MATH 210 – Computer Assignment #3 – 25 Points
Due Thursday, 5/8/08
You will be working in the same group and using the same 100 data values you had for Assignments
#1 and 2. In this assignment you will be analyzing the relationship between a student’s GPA after three
college semesters and the variables HSM, HSE, SATM and SATV. We wish to determine which of
these four explanatory variables, measured when the students were in high school, provides the best
linear predictor for their college GPA. We will be ignoring the students’ sex in this assignment.
Use SPSS to construct scatterplots and perform linear regression analysis as described below. Make
sure to put back in any outliers you deleted for Assignment #2. Type a double-spaced report
summarizing your findings for Purdue computer science majors. Your introduction should
summarize the population being studied, the variables of interests, the statistical methods being
used and your conclusions in the context of this study.
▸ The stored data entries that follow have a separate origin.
PR #2074, opened 2026-07-16
fix(openapi): align scalar validation semantics

samchon:
## Overview

Align OpenAPI scalar semantics across generated validators, shared schema validation/containment, random generation, and documentation:

- enforce exact finite-decimal `multipleOf` divisibility for type/JSDoc tags and OpenAPI validators;
- generate only representable in-range multiples, including one-sided and exclusive ranges, and reject empty discrete ranges;
- make schema coverage prove constant, bound, divisibility, string, array, tuple, and uniqueness containment;
- make OneOf array/object validation independent of discriminator branch order while retaining useful failure paths;
- count JSON Schema string lengths in Unicode code points in generated and shared validators.

Closes #2044
Closes #2045
Closes #2046

## Integration

This branch is based on current `master` after #2071 and #2075. Their prototype-safe object access, reference-cycle handling, tuple minimum semantics, float32 bounds, and format validation contracts are retained. Package version advances from `13.1.5` to `13.1.6`.

## Verification

Exact HEAD: `0bc53eb0c53158dc223728b83b4f180186a2cc35`

- `pnpm --filter @typia/interface --filter @typia/utils --filter typia -r build`
- full `@typia/test-utils` suite
- full `@typia/test-typia-schema` suite
- `pnpm test:go` (public and untagged native suites)
- `go -C packages/typia/test test -tags typia_native_internal ../native/...`
- focused affected native transform/runtime fixtures
- numeric containment property matrix: 698 schemas, 201 values, 175,712 claimed-cover pairs, zero counterexamples
- string containment property matrix: 94 schemas, 15 values, 2,252 covered pairs, zero counterexamples
- array/tuple containment property matrix: 450 schemas, 40 values, 48,870 covered pairs, zero counterexamples
- deterministic random matrix: 48 valid checks
- CI-equivalent exact-head root build
- exact-head website production build, including compiler WASM, examples, Next typecheck, 74 static pages, Pagefind, and sitemap
- final fresh solo Self-Review: no findings
- `git diff --check`; clean worktree; local and remote HEAD match

Repository Actions are deliberately cancelled by exact campaign commit SHA after every push and pull-request event. No workflow or repository Actions setting is disabled; the local verification above is the campaign gate.

PR #2100, opened 2026-07-16
feat(native): emit per-file consulted-declaration dependencies in the transform envelope

### LINKED ISSUE #2092: Typescript 6 documentation

### LINKED ISSUE #2098: native transform: emit per-file consulted-declaration dependencies (standalone fix for #2092)
## Problem

typia's native transform host emits a stdout envelope containing only `diagnostics` + `typescript` — `transformProjectOutput` in `packages/typia/native/cmd/ttsc-typia/transform.go` has no `dependencies` field — so the dependency channel that ttsc shipped in v0.15.3 (samchon/ttsc#214 → samchon/ttsc#220) carries nothing. Bundler caches therefore never learn that a module's generated validator depends on the files where its validated types are declared, and both watch mode and persistent caches serve stale validators. Field report: #2092 (Next.js `.next/cache` keeps a stale `typia.assert<MyType>()` when only `MyType`'s file changes; workaround is deleting the cache before every build). #1722 requested exactly this and was closed when the protocol half landed in ttsc; the producer half was never implemented.

## Evidence

- Reproduced on npm artifacts (typia 13.1.1 + ttsc/@ttsc/unplugin 0.19.1), webpack 5 filesystem cache: add a required property to `MyType` in its own file, rebuild with the cache kept → bundle still contains the old validator and accepts the now-invalid input; deleting the cache produces the correct rejection.
- The consumer half works end-to-end today: a one-line fixture loader registering the type's source file via `this.addDependency()` for the consumer module makes the cached rebuild pick up the type change. Production is the only gap.
- `grep -ri dependenc packages/typia/native` — zero hits: no collection, no emission.

## Approach

Ownership context (see samchon/ttsc#716 for the full design): the plugin-agnostic reference-graph baseline is the ttsc driver's job. typia owns two things — its extra-programmatic inputs (none today) and the **precise** consulted-file knowledge that only its own analysis has.

1. **Collect per transformed file the set of source files owning the declarations the transform actually consulted.** The natural funnel is metadata analysis: `MetadataFactory.Analyze` (`native/core/factories/MetadataFactory.go`) resolves every named type to checker symbols, and each symbol's declarations carry their `SourceFile().FileName()`. Attribute the set to the file being transformed (the call-expression site), covering the full resolution the analysis performs — nested properties, generic arguments, union/intersection members, inherited members, and ambient declarations. Skip nothing the analysis read; include `node_modules` declaration files (registering them is sound; consumers decide how to snapshot them). Default TS `lib.*.d.ts` files may be excluded — they are toolchain-versioned, not project inputs.
2. **Emit the collection as `dependencies` in the transform envelope** from `runTransformProject`, keyed like `typescript` (project-relative paths), values project-relative or absolute per the protocol.
3. This is **standalone-sufficient and union-safe today**: the shipped `@ttsc/unplugin` (≥ 0.15.3) already registers reported entries, so this change alone closes #2092 without waiting for samchon/ttsc#716. Once #716 lands, the host graph baseline unions with this list; narrowing below the baseline is deferred until ttsc specifies the completeness contract.
4. **Follow-up after samchon/ttsc#716 releases** (separate change): route envelope encoding through the driver's SDK encoder so typia also carries the host `graph` section.

## Consequence surface

- All bundler adapters benefit identically (webpack/Next.js persistent cache, watch/HMR, Turbopack) — the channel is adapter-shared.
- Single-file transform modes (`--file`) and `build` emit no envelope; only the project envelope path changes.
- Envelope size: one string list per transformed file, bounded by the type graph actually consulted — no measurable protocol concern.

- Go tests: for a fixture where `a.ts` calls `typia.validate<T>()` with `T` declared in `b.ts` (and a case where `T` references `c.ts` transitively through a property type), the envelope's `dependencies["a.ts"]` contains `b.ts` (and `c.ts`); a file with no typia call reports no entry; the transformed file itself may be omitted (the consumer drops it).
- End-to-end: the webpack filesystem-cache reproduction above passes **without deleting the cache** — changing the type's file rebuilds the consumer and the new validator rejects the stale input.
- Existing native transform tests and the TypeScript-side test suites keep passing.

## Coordination

- samchon/ttsc#716 — host-owned reference graph (plugin-agnostic baseline); this issue is independent of it for delivery, and its follow-up item 4 depends on its release.
- History: #1722 (original request), samchon/ttsc#214 / samchon/ttsc#220 (protocol + consumer, shipped).
- Field report: #2092.

samchon:
## Intent

Implements #2098: the native transform host collects, per transformed file, the set of source files owning the declarations its metadata analysis actually consulted, and emits that collection as `dependencies` in the project transform envelope.

This is the producer half of the dependency channel that ttsc shipped in v0.15.3 (samchon/ttsc#214 / samchon/ttsc#220). The shipped `@ttsc/unplugin` consumer already forwards reported entries to the bundler (`addWatchFile` / `addDependency`), so this change alone closes #2092: webpack/Next.js persistent caches and watch mode learn that a module's generated validator depends on the files where its validated types are declared.

## Scope

- Collect consulted declaration files during metadata analysis (`packages/typia/native/core/factories/...`), attributed to the file being transformed, covering nested property types, generic arguments, union/intersection members, inherited members, type tags, and ambient declarations. `node_modules` declaration files are included; default `lib.*.d.ts` files are excluded (toolchain-versioned, not project inputs).
- Emit `Dependencies map[string][]string` (`"dependencies,omitempty"`) from `runTransformProject` in `packages/typia/native/cmd/ttsc-typia/transform.go`, keyed like the `typescript` map (project-relative, forward slashes).
- Go tests for direct, transitive, and no-typia-call cases; end-to-end verification against a webpack 5 filesystem-cache project using the locally built typia.

## Deferred

- Issue #2098 approach item 4 (routing envelope encoding through the ttsc driver SDK encoder so typia also carries the host `graph` section) is a follow-up after samchon/ttsc#716 releases and is intentionally NOT part of this pull request.

## Verification (to be recorded on this thread as work lands)

- `pnpm test:go:native` and the `typia_native_internal`-tagged transform tests.
- `pnpm test` (packages + toolchain).
- Webpack 5 + `cache: { type: "filesystem" }` + `@ttsc/unplugin/webpack` + esbuild-loader reproduction: build, mutate the type's own file, rebuild with cache kept, assert the bundle carries the new check and rejects the previously-valid input.

Campaign note: this branch follows the issue-campaign CI discipline — runs for campaign SHAs are cancelled immediately after each push and local verification is the gate; no workflow or Actions setting is touched.

Closes #2092.
Closes #2098.

https://claude.ai/code/session_01U3kDYEkHutvSMcHPBXhd7P


samchon:
## Implementation status and local verification (through 731e064)

### What landed

1. **Collection funnel** (`packages/typia/native/core/schemas/metadata/MetadataDependency.go`): a per-checker dependency listener registry. Metadata analysis reports every consulted declaration file through three touch surfaces:
   - `Iterate_metadata` entry — every checker type the analysis reads (top types, union/intersection members, alias targets, array/tuple elements, generic arguments, property types) reports its structural symbol's and type-name symbol's declaration files.
   - `MetadataCollection.ApparentProperties` — every enumerated property symbol reports its declaring file, which covers inherited members (their symbols stay declared in the base file).
   - `Emplace_metadata_object` — the `extends`/`implements` chain is walked explicitly so a base that currently declares no property (an empty interface) still registers; gaining its first property is exactly the change that must invalidate the consumer.
2. **Written-reference walker** (same file + `CallExpressionTransformer`): an alias of an intrinsic (`type Id = string`) leaves no symbol on the resolved checker type — the checker interns the intrinsic — so the type-graph touches alone missed its declaring file (verified by probe before the fix: `type Outer = { value: Inner }` with `type Inner = number` in its own file reported only the outer file). The walker resolves every reference written in call-site type arguments, heritage elements, and type-annotated declarations (following import aliases) and recurses through type-alias declarations. Probe after: both the intermediate and the collapsed alias file are reported.
3. **Envelope producer** (`cmd/ttsc-typia/transform.go`): `runTransformProject` registers a collector, attributes touches to the file being transformed, and emits `Dependencies map[string][]string` (`"dependencies,omitempty"`), keyed like `typescript` (project-relative, forward slashes). Default `lib.*.d.ts` files and the transformed file itself are dropped; `node_modules` declarations are included. Values under the project are project-relative; others fall back per `sourceFileKey` (the consumer absolutizes against the project root).

### Local verification

- `pnpm test:go` — all green (public + native trees), including the two new command-level tests:
  - `TestProjectDependenciesEnvelopeTransform` — `a.ts` → `typia.validate<Bee>` with `Bee` in `b.ts` referencing `Cee` in `c.ts`: `dependencies["src/a.ts"]` contains both; no entry for `b.ts`/`c.ts`/`d.ts` (no typia call); no self entry; no `lib.*.d.ts` leak.
  - `TestProjectDependenciesEmptyHeritageTransform` — empty `extends` target registers.
- `pnpm test` (full TS + Go suite) — every suite passes except `tests/test-typia-generate`, see below.
- **End-to-end #2092 reproduction (acceptance)**: webpack 5 + `cache: { type: "filesystem" }` + `@ttsc/unplugin/webpack` + esbuild-loader, using the LOCALLY BUILT typia tarball (`pnpm package:tgz`):
  - Build 1: `typia.validate<MyType>` accepts `{"id":"x"}`, rejects `{}` — correct.
  - Add required `age: number` to `mytype.ts` only; rebuild WITH the cache kept (webpack log confirms `[cached]` modules in play): the bundle now contains the `age` check, **rejects** `{"id":"x"}` (`$input.age` error) and accepts `{"id":"x","age":3}`.
  - **Control** with npm `typia@13.1.1` (no producer), same harness: the cached rebuild keeps the stale validator — `{"id":"x"}` still accepted, zero `age` occurrences in the bundle. The producer half is what closes #2092.

### Pre-existing failure, not from this change

`tests/test-typia-generate` `check:files:filesystem` fails 3 of 10 node:test cases on this Windows machine (`repeated-directory-aliases`: "input directory link revisits a physical directory"). Verified on a clean `master` worktree (bc06291926) in the same environment: identical 3 failures. Environmental/pre-existing; unrelated to this PR (the generate wizard's directory-alias traversal is TypeScript-side and this PR only touches the native transform envelope path).

### Scope note (owner's standing order)

The development skill asks for a `typia` version bump alongside native Go changes; per the owner's standing rule that versioning is his domain and PRs carry only functional changes, no `package.json` version field is touched here.

samchon:
## Self-Review Round 1 — findings and remediation plan

Full fresh pass over every changed hunk plus the consequence surface (producer, collection funnels, walker, tests, packaging, CI, sibling PRs). Findings, to be applied after this comment:

1. **Walk precision: declaration walks include bodies and initializers.** `metadataDependency_touchVisited` walks whole method/property declarations, so a reference appearing only in a method BODY or property initializer registers as a dependency although the generated validator never consults it — noise that causes unnecessary invalidations. Remediation: restrict the walk to the written type surface — the whole node for `type` aliases (type parameters + aliased type only), the type annotation for properties and parameters, and parameter types + return type for methods, accessors, and index signatures.
2. **Bundled URI sources must never become dependency values.** tsgo serves default libraries from `bundled:///` URIs; the `lib.*.d.ts` basename filter already drops them, but the collector gets an explicit `://` scheme guard so no URI can ever reach the consumer's `path.resolve`.
3. **Collector cost.** `Touch` recomputes `filepath.Rel` for every reported file; memoize the fileName → envelope-value mapping.
4. **Verification gap found in my own evidence.** The earlier "full `pnpm test`" stopped at the first failing workspace (`test-typia-generate`, pre-existing Windows filesystem failures — verified identical on a clean master worktree), so suites ordered after it never ran locally. `test-typia-schema`, `test-utils`, `test-vercel`, `test-utils-automated` are being run explicitly now; a full re-run will be recorded before merge.
5. **CI status is master-inherited, not from this change.** The `test` / `nestia` workflow failures on this branch are the `OpenApiValidator` union regressions that PR #2101 documents as failing on exact clean master (`e30b0ccf`, regressed by #2074). Plan: land after the fix merges (rebase onto master) and require green runs on the head SHA before merging, per the ordinary check loop.
6. **Overlap disclosure.** Draft PR #2097 also emits the `dependencies` envelope but as a conservative whole-program source universe (every changed file depends on all program sources), targets #2095, and defers its merge pending #2096. This PR implements the precise consulted-declaration set that #2098 specifies and is standalone. Flagging so the owner can reconcile #2097 after this lands.

Applying 1–3 now; 4–5 gate the merge.

samchon:
## Self-Review Round 2 — findings and remediation plan

Fresh full pass over the current head (d2b63d2), including the shim API surface behind the new walk (`Node.Type()` covers every kind fed to it with a nil default; `Parameters()` is guarded to function-like kinds), the registry lifecycle, envelope determinism, packaging (`files` includes `native`, tarball carries the new source), and the wasm target (compiles).

Finding:

1. **The written-reference walker has no committed regression test.** The collapsed-alias behavior (`type Outer = { value: Inner }` / `type Inner = number` in its own file) and the body-reference exclusion (a type referenced only inside a method body must NOT register) were verified only by ad-hoc probes. Remediation: add a command-level Go test pinning both the positive closure (intermediate and collapsed alias files reported) and the negative twin (body-only reference absent).

Applying now. Local verification running on the final tree: full `pnpm test` and the `typia_native_internal` tagged suite; results will be recorded before merge together with the CI plan from round 1 (rebase after the master-side #2074 regression fix lands via #2101).

samchon:
## Self-Review Round 3 — clean round; final verification

Third complete fresh pass over the whole diff (head `9d67933`, master merged after #2101): registry lifecycle and nil-safety, walk boundaries (`Node.Type()` kind coverage, function-like `Parameters()` guards), heritage recursion and cycle guards, collector determinism, attribution across the sequential project loop, single-file/build/wasm modes (no listener, no envelope change), packaging (`files` ships `native`), and all three committed tests. No further sound improvement found — Self-Review concludes after rounds 1 and 2 produced applied findings and round 3 is clean.

### Final verification record

**CI (head `9d67933`, all workflows executed normally): all green** — build, test, nestia, experiments, website, spell-check. The earlier `test`/`nestia` failures were master's #2074 union regression; they turned green after merging master with #2101's fix.

**Local (Windows, final tree):**
- `pnpm run test:go` — 29 packages ok (public + native), including the three new envelope tests (direct + transitive attribution, no-call exclusion, self/lib exclusion; empty heritage; collapsed alias closure + body-reference boundary).
- `go test -tags typia_native_internal ../native/...` — 27 packages ok (includes the project-catalog transform coverage over the repository's test projects with the collector active).
- `pnpm test` — every workspace passes except `tests/test-typia-generate`, whose `check:files:filesystem` directory-junction cases fail identically on a clean master worktree in this environment (Windows-only, pre-existing; the same suite is green in the Ubuntu CI `test` workflow above).

**End-to-end acceptance (#2092), locally built typia tarball, webpack 5 + filesystem cache + `@ttsc/unplugin/webpack` + esbuild-loader:**
- Build 1: validator accepts `{"id":"x"}`, rejects `{}`.
- Add required `age: number` to the type's own file, rebuild with the cache kept (2–7 s cached rebuild): bundle carries the new check, rejects `{"id":"x"}` with `$input.age`, accepts `{"id":"x","age":9}`.
- Control with npm `typia@13.1.1` (no producer): identical harness keeps serving the stale validator from cache.

Marking ready for review and merging under the standing autonomous mandate.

Attach all supporting SPSS output and
highlight relevant values on your output. Follow the report guidelines given with Assignment #1.
1. Construct separate scatterplots of GPA versus each of the four explanatory variables (i.e., GPA vs. HSM,
GPA vs. HSE, GPA vs. SATM, and GPA vs. SATV) including the LSR line (choose “Elements, Fit Line at
Total” from the chart editor). Describe each scatterplot in terms of direction, form and strength. Which
association appears to be the strongest? the weakest?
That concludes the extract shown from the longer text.